• Exercise objective: Only a number is required: the count of lines in the material below that contain "german".

- Opening Delimiter -

PR #56, opened 2015-03-08
Set the locale path dependent on where we were installed

### LINKED ISSUE #54: Doesnt show the translation / exaile in english
Somehow exaile doest take the translated .po files.
I tried the Windows installation (german) and the text in exaile is still in english.
If i look in the po folder, the german translation looks ok.
Same i found on linux.

virtuald:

- Closing Delimiter -

• Exercise result: 2